## Dataset records
"""

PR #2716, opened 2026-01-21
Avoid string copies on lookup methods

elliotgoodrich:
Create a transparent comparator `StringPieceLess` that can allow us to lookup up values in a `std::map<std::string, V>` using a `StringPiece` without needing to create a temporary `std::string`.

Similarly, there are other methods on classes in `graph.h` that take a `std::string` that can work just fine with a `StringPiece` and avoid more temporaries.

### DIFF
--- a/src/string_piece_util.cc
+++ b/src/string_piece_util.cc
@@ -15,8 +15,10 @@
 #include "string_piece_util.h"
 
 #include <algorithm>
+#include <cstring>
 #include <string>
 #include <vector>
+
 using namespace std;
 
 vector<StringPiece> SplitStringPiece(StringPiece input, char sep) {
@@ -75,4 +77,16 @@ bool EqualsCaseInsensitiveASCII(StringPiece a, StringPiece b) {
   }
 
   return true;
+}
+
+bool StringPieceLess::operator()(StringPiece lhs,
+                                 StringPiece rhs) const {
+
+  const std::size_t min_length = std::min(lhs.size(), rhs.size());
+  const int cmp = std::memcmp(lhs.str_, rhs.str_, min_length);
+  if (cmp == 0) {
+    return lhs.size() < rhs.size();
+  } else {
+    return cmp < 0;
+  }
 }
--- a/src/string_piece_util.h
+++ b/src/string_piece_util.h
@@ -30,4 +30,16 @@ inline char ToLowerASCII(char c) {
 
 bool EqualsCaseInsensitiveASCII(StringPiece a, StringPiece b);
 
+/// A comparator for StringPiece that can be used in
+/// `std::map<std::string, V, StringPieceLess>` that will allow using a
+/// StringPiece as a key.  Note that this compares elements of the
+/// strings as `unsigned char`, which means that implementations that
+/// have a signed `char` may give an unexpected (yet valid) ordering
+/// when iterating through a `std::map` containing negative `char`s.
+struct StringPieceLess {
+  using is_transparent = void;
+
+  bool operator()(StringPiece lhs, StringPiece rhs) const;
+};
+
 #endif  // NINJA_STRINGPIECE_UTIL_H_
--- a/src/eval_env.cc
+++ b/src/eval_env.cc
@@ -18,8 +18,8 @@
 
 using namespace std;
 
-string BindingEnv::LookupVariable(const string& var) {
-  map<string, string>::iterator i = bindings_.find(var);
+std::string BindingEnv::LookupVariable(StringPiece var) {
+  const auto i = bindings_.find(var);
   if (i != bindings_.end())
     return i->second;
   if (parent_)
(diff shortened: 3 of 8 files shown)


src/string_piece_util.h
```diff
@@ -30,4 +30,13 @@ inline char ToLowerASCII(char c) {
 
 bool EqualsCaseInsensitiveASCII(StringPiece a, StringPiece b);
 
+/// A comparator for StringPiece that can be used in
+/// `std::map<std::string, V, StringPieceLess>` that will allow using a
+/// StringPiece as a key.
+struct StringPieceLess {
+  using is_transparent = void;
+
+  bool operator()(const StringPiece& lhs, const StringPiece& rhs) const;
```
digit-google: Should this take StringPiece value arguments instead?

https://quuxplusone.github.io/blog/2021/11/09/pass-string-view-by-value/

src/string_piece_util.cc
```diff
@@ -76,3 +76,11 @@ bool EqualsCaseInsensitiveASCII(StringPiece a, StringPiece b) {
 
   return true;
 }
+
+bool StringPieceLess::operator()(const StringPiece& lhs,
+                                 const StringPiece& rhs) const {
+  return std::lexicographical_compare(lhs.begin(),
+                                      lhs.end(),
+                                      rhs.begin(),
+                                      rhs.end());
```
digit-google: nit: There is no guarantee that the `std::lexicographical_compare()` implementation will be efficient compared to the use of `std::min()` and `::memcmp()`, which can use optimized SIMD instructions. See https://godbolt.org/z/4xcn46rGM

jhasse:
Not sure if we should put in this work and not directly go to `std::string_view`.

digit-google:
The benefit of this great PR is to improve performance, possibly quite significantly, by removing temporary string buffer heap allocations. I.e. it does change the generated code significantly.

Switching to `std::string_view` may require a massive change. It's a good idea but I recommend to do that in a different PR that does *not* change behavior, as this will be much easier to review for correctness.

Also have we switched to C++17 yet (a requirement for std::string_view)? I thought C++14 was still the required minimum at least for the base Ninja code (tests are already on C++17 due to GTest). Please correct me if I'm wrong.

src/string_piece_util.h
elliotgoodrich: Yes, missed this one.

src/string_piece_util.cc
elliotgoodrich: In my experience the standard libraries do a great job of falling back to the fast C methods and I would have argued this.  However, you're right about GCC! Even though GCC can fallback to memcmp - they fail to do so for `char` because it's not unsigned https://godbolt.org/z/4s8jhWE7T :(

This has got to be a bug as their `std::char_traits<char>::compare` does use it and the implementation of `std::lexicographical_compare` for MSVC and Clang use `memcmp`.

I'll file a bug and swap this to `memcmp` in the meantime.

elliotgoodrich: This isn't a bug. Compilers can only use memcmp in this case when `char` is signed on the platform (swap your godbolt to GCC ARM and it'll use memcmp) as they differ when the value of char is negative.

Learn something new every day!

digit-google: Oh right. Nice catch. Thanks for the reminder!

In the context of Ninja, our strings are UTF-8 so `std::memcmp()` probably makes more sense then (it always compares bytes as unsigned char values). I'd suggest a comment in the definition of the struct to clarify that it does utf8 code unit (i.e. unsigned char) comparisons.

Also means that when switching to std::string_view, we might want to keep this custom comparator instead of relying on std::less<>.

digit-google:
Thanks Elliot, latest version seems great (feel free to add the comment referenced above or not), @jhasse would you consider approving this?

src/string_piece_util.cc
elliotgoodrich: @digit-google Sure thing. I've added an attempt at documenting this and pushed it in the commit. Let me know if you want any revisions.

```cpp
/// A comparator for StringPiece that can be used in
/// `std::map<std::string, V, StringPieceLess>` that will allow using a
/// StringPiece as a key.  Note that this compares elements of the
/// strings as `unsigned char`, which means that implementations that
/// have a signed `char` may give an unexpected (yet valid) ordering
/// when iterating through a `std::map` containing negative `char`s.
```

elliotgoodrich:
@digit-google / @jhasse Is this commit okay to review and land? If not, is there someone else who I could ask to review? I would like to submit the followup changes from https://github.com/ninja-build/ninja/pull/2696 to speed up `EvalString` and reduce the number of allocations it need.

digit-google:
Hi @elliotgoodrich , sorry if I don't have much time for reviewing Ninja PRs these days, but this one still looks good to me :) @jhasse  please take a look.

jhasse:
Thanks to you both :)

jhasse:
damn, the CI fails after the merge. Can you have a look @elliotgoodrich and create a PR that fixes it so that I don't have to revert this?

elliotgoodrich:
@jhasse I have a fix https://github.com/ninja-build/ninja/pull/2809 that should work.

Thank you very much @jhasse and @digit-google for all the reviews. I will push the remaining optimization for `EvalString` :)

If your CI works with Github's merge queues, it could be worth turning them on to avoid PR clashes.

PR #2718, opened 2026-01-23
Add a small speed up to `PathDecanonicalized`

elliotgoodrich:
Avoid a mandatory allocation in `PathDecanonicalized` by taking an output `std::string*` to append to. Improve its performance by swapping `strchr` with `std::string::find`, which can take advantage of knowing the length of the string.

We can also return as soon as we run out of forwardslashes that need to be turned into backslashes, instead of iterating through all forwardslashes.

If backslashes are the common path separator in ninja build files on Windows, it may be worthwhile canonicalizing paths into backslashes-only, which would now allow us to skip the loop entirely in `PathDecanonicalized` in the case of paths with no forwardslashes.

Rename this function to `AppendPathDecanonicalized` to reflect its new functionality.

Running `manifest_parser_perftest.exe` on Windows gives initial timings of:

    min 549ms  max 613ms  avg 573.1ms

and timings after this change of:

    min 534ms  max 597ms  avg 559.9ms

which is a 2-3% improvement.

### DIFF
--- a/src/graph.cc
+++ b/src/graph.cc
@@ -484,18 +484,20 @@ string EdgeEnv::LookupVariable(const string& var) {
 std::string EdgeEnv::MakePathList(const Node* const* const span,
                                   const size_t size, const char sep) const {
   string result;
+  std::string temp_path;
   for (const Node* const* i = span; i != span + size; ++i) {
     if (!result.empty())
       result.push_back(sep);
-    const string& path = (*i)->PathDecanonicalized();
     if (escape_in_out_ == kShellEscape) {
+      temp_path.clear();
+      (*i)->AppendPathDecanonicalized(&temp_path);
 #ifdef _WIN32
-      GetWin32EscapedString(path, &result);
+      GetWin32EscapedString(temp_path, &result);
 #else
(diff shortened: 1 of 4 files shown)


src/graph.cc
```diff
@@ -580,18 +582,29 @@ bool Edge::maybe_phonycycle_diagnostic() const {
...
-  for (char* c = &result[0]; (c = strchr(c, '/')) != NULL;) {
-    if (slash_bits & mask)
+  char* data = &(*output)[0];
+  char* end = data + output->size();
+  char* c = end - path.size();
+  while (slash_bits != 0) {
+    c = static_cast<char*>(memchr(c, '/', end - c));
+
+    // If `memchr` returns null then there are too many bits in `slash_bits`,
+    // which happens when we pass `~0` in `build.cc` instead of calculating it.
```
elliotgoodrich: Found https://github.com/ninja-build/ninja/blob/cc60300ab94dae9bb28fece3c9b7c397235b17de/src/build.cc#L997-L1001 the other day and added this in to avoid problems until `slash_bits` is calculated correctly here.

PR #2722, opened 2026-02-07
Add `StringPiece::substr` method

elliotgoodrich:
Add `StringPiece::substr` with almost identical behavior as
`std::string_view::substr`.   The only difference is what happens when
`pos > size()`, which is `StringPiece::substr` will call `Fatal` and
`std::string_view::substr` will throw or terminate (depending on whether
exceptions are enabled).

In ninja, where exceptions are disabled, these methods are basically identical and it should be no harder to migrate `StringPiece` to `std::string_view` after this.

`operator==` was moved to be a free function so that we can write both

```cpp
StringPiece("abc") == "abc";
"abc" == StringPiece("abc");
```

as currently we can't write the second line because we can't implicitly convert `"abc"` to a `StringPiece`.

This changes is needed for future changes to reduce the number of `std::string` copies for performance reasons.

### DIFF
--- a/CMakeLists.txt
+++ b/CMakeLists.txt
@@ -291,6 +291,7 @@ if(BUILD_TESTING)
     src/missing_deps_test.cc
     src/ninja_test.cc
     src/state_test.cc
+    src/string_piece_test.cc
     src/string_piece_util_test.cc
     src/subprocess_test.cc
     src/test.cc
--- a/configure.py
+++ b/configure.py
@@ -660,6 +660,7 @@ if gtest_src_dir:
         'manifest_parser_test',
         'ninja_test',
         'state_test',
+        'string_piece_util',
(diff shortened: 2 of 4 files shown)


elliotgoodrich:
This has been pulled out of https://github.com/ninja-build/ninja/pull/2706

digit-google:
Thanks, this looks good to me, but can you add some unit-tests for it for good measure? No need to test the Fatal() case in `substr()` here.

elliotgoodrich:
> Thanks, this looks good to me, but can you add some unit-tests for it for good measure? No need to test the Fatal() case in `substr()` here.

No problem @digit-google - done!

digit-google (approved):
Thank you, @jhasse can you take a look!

"""

## Exercise directions
If a line in the data holds the string "iterating", copy that line.

## Result for this task
+/// when iterating through a `std::map` containing negative `char`s.
/// when iterating through a `std::map` containing negative `char`s.
We can also return as soon as we run out of forwardslashes that need to be turned into backslashes, instead of iterating through all forwardslashes.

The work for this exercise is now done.